• [YOUR OBJECTIVE]
Please return every line of the records that contains the word "reductions".
*** DATA TO EXAMINE ***
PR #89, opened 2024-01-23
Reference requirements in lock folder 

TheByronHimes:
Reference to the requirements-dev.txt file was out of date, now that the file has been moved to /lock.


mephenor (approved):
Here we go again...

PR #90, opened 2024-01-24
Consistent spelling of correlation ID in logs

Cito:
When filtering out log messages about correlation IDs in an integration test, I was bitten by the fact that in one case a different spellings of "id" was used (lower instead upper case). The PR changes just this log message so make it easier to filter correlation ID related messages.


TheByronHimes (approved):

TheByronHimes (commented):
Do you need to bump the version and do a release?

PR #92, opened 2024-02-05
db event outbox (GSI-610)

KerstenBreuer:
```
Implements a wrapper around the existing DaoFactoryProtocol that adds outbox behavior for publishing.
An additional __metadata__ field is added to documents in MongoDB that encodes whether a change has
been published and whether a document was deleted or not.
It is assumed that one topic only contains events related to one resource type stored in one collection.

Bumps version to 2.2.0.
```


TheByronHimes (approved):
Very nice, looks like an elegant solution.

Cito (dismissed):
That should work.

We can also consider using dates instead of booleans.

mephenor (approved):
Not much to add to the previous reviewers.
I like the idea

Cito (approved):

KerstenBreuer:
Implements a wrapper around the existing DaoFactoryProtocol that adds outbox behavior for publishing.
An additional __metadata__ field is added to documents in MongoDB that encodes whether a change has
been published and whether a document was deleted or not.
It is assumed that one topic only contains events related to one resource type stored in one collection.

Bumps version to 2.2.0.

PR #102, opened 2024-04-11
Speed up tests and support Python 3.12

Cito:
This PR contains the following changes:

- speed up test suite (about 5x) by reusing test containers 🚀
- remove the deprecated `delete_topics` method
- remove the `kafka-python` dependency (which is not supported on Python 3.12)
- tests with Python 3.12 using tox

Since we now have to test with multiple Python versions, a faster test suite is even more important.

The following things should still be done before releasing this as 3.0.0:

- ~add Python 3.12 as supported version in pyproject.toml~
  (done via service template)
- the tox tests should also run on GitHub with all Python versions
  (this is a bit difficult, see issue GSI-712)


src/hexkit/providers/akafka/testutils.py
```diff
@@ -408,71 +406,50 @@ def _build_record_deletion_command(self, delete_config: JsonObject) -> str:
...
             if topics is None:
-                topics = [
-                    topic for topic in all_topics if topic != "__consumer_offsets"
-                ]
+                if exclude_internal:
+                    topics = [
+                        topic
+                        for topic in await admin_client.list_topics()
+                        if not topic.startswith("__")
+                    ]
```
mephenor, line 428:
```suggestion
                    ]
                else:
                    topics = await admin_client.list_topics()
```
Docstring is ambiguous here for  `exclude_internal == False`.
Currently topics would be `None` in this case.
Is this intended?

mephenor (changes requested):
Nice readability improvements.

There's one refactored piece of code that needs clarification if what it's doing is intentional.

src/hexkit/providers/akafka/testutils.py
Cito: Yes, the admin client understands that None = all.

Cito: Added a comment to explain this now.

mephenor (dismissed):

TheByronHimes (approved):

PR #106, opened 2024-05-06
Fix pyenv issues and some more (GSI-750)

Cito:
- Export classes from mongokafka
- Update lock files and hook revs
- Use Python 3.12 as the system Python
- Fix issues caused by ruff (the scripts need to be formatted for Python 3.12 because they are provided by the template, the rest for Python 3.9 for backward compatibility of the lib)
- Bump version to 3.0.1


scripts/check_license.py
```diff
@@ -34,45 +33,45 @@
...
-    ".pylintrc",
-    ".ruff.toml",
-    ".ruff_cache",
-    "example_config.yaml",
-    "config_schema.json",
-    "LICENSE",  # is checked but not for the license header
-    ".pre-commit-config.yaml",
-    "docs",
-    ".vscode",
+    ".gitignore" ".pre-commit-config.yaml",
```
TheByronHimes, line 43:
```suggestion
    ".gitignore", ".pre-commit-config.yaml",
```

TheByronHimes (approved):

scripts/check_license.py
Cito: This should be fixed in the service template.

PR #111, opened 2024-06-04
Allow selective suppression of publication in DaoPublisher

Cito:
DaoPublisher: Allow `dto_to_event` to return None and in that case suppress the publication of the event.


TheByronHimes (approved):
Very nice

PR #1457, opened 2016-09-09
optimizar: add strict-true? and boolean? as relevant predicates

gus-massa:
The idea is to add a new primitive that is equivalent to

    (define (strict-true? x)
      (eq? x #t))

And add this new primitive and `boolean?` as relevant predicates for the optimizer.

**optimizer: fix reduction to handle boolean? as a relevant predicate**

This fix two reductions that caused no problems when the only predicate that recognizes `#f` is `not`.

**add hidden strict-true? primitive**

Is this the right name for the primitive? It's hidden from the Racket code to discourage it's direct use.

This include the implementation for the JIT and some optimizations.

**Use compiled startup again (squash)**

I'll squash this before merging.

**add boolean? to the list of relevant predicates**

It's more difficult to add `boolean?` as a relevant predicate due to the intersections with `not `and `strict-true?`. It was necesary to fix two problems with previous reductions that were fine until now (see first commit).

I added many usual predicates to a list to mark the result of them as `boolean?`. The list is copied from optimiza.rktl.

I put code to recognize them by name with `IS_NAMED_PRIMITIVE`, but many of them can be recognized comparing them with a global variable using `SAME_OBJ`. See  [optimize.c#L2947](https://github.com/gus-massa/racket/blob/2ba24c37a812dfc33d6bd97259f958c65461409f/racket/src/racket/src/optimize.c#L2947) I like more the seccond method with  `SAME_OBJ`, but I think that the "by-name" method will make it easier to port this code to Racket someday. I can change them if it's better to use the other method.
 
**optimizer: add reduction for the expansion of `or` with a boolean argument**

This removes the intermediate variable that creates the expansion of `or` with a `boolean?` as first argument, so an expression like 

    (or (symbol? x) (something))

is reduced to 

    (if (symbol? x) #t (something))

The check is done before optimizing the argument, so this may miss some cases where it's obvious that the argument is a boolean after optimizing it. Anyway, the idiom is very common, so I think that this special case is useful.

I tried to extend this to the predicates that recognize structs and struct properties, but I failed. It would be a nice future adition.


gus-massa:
***
• [ANSWER SPACE]
This fix two reductions that caused no problems when the only predicate that recognizes `#f` is `not`.
It's more difficult to add `boolean?` as a relevant predicate due to the intersections with `not `and `strict-true?`. It was necesary to fix two problems with previous reductions that were fine until now (see first commit).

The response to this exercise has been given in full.